You can also open saved log
files or custom views by right-clicking the custom view or log files in
the tree and selecting Open Saved Log.
3. Subscribe to Events
The Event Viewer also
provides you with the ability to subscribe to events on your server or
other servers. Subscribing to events allows you to see particular events
as they occur. By subscribing to events, you can also view events from
multiple servers in one view, since you can have events sent to one
central location. Subscribing to events provides you with a similar
filter mechanism as you used to create custom views.
To create a subscription on
your server, you need to have the Windows Event Collector Service
running on your server. The Event Viewer will help turn on this service
for you. The first time you click Subscriptions in the Event Viewer
management tree, you may see a screen similar to Figure 6. You will need to click Yes to take advantage of Event Viewer subscriptions.
In the Event Viewer, click Subscriptions.
If prompted to turn on the Windows Event Collector Service, click Yes.
Click Create Subscription in the right Actions pane; you can also right-click Subscriptions. You will see a screen similar to Figure 7.

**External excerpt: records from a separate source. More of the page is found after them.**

PR #1575, opened 2020-09-17
feat(async-select-input): add className prop

mohib0306:
#### Summary

- `SearchSelectInput` which will be built on top of the `AsyncSelectInput` requires some styles changes than the default ones. This requires that the `AsyncSelectInput` accepts the `className` prop so that it process the emotions styles.


mohib0306:
The props is added along with warning to not be miss/over-used

tdeekens (commented):
Sorry, but can we think of any other way to allow the variation needed here? A prop, a container component? Anything but not classnames they are just so leaky as to what they enable.

mohib0306:
The other way would be that we add the `styles` prop to the `AsyncSelectInput`, which is responsible for styling the inner components. However this will result in overriding some of the default styles. i.e. with styles props, i have to specify all the styles (default ones) + new styles for an inner component

jonnybel:
Let's try to avoid introducing `classnames` here, even though the alternative (a styled wrapper with CSS selectors) isn't the most elegant...

We should refactor the SelectInputs at some point to use a shared base component with more flexibility to customize it and its styles and then use them to implement and export the actual SelectInput components (currently four, with the SearchSelectInput upcoming) with their curent APIs with a lesser degree of customization.

mohib0306:
As discussed above, `classnames` wouldn't be a good idea here, therefore closing this PR

PR #1589, opened 2020-09-22
test(data-table-manager): improve tests

emmenko:
Just so that we don't forget to finish this topic


adnasa (approved):
just the changeset missing, I guess

tdeekens (approved):

emmenko:
In this case the changeset is not super important, the changes are only related to the tests so there is no immediate need to  include that in a release.

jonnybel (approved):
Thanks!

PR #1590, opened 2020-09-23
fix: localized inputs to avoid re-mounts when localization control is toggled

jonnybel:
#### Summary

This PR was initially for fixing an apparently simple problem with the Localized inputs where the localization control (the button for hiding/showing all languages) would lose the focus when triggered. This particularly affected keyboard users, and it happened because it was being re-mounted in a different place in the tree.

To fix this, I changed where the control is rendered, and also refactored the code to re-use the same component, which was duplicated for every Localized input and in some cases with small, unjustified differences. 

**Additional fix:** During the refactoring, I found that the LocalizedMoneyInput had different spacings between all inputs compared to the other Localized inputs, and the design team confirmed that this was not intentional, so a fix for this is also included in the PR. This shows in the percy diffs.


packages/components/inputs/localized-money-input/src/localized-money-input.js
```diff
@@ -157,83 +143,66 @@ const LocalizedMoneyInput = (props) => {
...
-              onChange={props.onChange}
-              currency={currency}
-              placeholder={
-                props.placeholder ? props.placeholder[currency] : undefined
-              }
-              onBlur={props.onBlur}
-              onFocus={props.onFocus}
-              isDisabled={props.isDisabled}
-              isReadOnly={props.isReadOnly}
-              currenciesControl={(() => {
```
jonnybel, line 195: No need for this anymore, as well as the flags declared above within this .map function.

packages/components/inputs/localized-money-input/src/localized-money-input.js
```diff
@@ -157,83 +143,66 @@ const LocalizedMoneyInput = (props) => {
...
-              warning={props.warnings && props.warnings[currency]}
-              error={props.errors && props.errors[currency]}
-              {...createLocalizedDataAttributes(props, currency)}
-            />
-          );
-        })}
+          })}
+        </Stack>
+        {shouldRenderCurrencyControl && (
+          <LocalizedInputToggle
```
jonnybel, line 188: This is the "currenciesControl" now. It is always rendered in the same place, instead of rendering conditionally with one of the LocalizedInput components

packages/components/inputs/localized-rich-text-input/src/editor.js
```diff
@@ -75,7 +81,12 @@ const Editor = (props) => {
     onToggle();
   }
 
-  const languagesControl = props.languagesControl();
+  const shouldToggleButtonTakeSpace =
+    // if hasLanguagesControl and there are no errors/warnings to display
+    // then the toggleButton is absolutely positioned
```
jonnybel, line 86: This is because the toggle button is placed next to the LanguagesControl (now called LocalizedInputToggle) without being siblings in the DOM.

If there is a error or warning showing, then it can be placed statically because it will then be a sibling to the error/warning message, with the LocalizedInputToggle being pushed down.

src/components/internals/localized-input-toggle/localized-input-toggle.js
```diff
@@ -0,0 +1,53 @@
+import React from 'react';
```
jonnybel, line 1: This is the component that replaces the ones duplicated for the 4 localized inputs affected in this PR.

src/components/internals/localized-input-toggle/localized-input-toggle.js
```diff
@@ -0,0 +1,53 @@
...
+  defaultMessage: PropTypes.string.isRequired,
+});
+
+LocalizedInputToggle.displayName = 'LocalizedInputToggle';
+LocalizedInputToggle.propTypes = {
+  icon: PropTypes.node.isRequired,
+  isOpen: PropTypes.bool,
+  onClick: PropTypes.func.isRequired,
+  isDisabled: PropTypes.bool,
+  showMessage: PropTypes.oneOfType([PropTypes.string, intlMessageShape])
```
jonnybel, line 41: We allow passing the pre-translated string because it's useful for the LocalizedMoneyInput (because the variable is for "currencies" instead of "languages). All the other Localized inputs can keep the default.

jonnybel (commented):
The 4 Localized input components affected had a very similar refactoring process, so the changes should be almost identical.
LocalizedMoneyInput is a bit different because of the icon and messages referring to currencies instead of languages, but that's it.
LocalizedRichTextInput has a few differences in terms of styling/positioning.

src/components/internals/localized-input-toggle/localized-input-toggle.js
```diff
@@ -0,0 +1,53 @@
...
+    <FlatButton
+      icon={props.icon}
+      label={label}
+      onClick={props.onClick}
+      isDisabled={props.isDisabled}
+    />
+  );
+};
+
+const intlMessageShape = PropTypes.shape({
```
adnasa, line 29: I think `react-intl` exposes a prop-type shape
https://github.com/formatjs/formatjs/blob/8a206d0c2c5d519cc40baa3435e4681f43e12be8/website/docs/guides/distribute-libraries.md

tdeekens: Yes but didn't we say we don't want to use shared prop-types shapes as ESLint won't be able to lint them and as we wan't to be "clear" about the part of the shape we need/use in the component?

adnasa: > Yes but didn't we say we don't want to use shared prop-types shapes as ESLint

honestly, I don't recall. discard my comment

packages/components/inputs/localized-rich-text-input/src/editor.js
```diff
@@ -75,7 +81,18 @@ const Editor = (props) => {
...
 
-  const languagesControl = props.languagesControl();
+  const shouldToggleButtonTakeSpace =
+    /*
+      - if hasLanguagesControl and there are no errors/warnings to display
+      - then the toggleButton is absolutely positioned
+      This is because the toggle button is placed next to the LocalizedInputToggle without being siblings in the DOM.
+      If there is a error or warning showing,
+      then it can be placed statically because it will then be a sibling to the error/warning message
+      and LocalizedInputToggle is placed below the errors/warnings.
```
adnasa, line 91: I'm wondering if it is worth mentioning in a README about this.
so that there won't be any surprise

src/components/internals/localized-input-toggle/localized-input-toggle.js
```diff
@@ -0,0 +1,53 @@
...
+import PropTypes from 'prop-types';
+import { useIntl } from 'react-intl';
+import FlatButton from '@commercetools-uikit/flat-button';
+import { WorldIcon } from '@commercetools-uikit/icons';
+import messages from '../messages/localized-input/messages';
+
+const LocalizedInputToggle = (props) => {
+  const intl = useIntl();
+
+  const labelMessage = props.isOpen ? props.hideMessage : props.showMessage;
```
adnasa, line 11: why not inline this into L15?

adnasa (approved):

src/components/internals/localized-input-toggle/localized-input-toggle.js
```diff
@@ -0,0 +1,53 @@
...
+  onClick: PropTypes.func.isRequired,
+  isDisabled: PropTypes.bool,
+  showMessage: PropTypes.oneOfType([PropTypes.string, intlMessageShape])
+    .isRequired,
+  hideMessage: PropTypes.oneOfType([PropTypes.string, intlMessageShape])
+    .isRequired,
+  remainingLocalizations: PropTypes.number,
+};
+LocalizedInputToggle.defaultProps = {
+  icon: <WorldIcon />,
```
emmenko, line 48: I don't think we can do this here. Just do the fall back inline where you need to pass the prop.

emmenko (changes requested):
Looks good, just one thing about the prop types

packages/components/inputs/localized-rich-text-input/src/editor.js
jonnybel: Hmm, I don't think it's necessary, because this isn't relevant to consumers of the package.

The positioning nuance is all dealt with internally, and the comment is just explaining how it's being done, for the sake of maintainability.

src/components/internals/localized-input-toggle/localized-input-toggle.js
jonnybel: For readability, and because it's used both on L14 and L15.

src/components/internals/localized-input-toggle/localized-input-toggle.js
jonnybel: Ok, is this what you meant https://github.com/commercetools/ui-kit/pull/1590/commits/79a01bba21942801ab2aa1644195f40cebe8379d?

tdeekens: Hm. why can't we do it? It's actually an interesting question :)

emmenko (approved):
Thanks!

After you set the computers and filter criteria, click OK; your subscription will be complete.
4. Attach a Task to an Event
One of the more
proactive capabilities you can do in the Event Viewer is to attach a
task to a particular log or event. Normally you attach tasks to specific
events. When you attach a task to an event, you can perform one of the
three following actions: start a program, send an email, or display a
message. This allows you to be notified if a certain event occurs or run
a program that will fix the issue. You can also assign a task to a
custom view you may have created.
In the Event Viewer, click the event or log you want to create a task for.
Give your task a name and description, and when you are done, click Next.
Review the event you have selected, and click Next.
Select your option; the default is to run a program. Then click Next.
Depending on your action you have chosen, you may need to find the program or set up the email or message.
When you are done, click Next.
Review
the summary, and click Finish. You will see a screen informing you that
the task was created in Task Scheduler, as shown in Figure 8. Click OK to clear the message.